→ BRIEF
Every line containing the string "target" is to be copied from the records.

═════ INFORMATION SUPPLIED ═════

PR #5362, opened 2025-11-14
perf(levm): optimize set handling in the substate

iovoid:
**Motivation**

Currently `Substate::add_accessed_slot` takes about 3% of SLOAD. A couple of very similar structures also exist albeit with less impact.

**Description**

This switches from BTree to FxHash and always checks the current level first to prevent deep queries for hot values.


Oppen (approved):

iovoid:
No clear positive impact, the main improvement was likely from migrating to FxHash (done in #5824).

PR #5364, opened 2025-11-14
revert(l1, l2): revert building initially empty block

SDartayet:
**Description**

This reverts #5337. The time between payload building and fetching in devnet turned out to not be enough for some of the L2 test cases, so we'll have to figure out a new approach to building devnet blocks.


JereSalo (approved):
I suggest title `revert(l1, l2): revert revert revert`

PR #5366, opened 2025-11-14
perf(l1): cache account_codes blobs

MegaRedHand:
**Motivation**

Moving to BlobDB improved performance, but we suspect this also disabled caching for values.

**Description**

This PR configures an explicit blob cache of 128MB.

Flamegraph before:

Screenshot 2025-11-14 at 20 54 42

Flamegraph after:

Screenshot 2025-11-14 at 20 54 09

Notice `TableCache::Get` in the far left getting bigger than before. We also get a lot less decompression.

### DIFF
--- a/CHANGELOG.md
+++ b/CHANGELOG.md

═════
═════ INFORMATION SUPPLIED ═════

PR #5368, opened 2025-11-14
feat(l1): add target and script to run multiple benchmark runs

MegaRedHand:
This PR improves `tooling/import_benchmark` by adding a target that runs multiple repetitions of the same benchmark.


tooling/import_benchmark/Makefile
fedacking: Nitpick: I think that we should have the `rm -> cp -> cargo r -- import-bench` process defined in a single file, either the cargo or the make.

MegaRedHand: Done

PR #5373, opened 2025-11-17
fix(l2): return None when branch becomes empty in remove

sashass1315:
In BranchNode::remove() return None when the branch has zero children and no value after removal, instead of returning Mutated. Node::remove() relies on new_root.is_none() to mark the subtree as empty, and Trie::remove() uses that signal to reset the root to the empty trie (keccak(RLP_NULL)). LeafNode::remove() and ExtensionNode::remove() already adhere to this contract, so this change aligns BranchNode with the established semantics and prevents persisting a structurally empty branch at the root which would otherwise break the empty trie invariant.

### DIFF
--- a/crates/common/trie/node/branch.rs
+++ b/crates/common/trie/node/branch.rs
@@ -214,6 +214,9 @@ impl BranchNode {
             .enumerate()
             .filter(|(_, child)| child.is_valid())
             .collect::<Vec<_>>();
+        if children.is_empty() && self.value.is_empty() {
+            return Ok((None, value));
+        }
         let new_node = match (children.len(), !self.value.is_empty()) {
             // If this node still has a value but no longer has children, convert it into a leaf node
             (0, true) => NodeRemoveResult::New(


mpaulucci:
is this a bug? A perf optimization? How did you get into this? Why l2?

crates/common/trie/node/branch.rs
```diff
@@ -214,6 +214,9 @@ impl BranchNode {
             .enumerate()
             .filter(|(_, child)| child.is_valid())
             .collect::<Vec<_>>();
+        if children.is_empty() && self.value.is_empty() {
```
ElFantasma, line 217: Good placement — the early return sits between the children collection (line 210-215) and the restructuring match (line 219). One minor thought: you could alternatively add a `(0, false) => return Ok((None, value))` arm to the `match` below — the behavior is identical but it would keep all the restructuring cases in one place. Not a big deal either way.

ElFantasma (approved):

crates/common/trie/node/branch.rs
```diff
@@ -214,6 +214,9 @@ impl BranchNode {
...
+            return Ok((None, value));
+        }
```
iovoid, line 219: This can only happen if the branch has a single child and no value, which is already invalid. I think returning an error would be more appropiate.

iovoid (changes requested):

═════

→ EXERCISE ANSWER
feat(l1): add target and script to run multiple benchmark runs
This PR improves `tooling/import_benchmark` by adding a target that runs multiple repetitions of the same benchmark.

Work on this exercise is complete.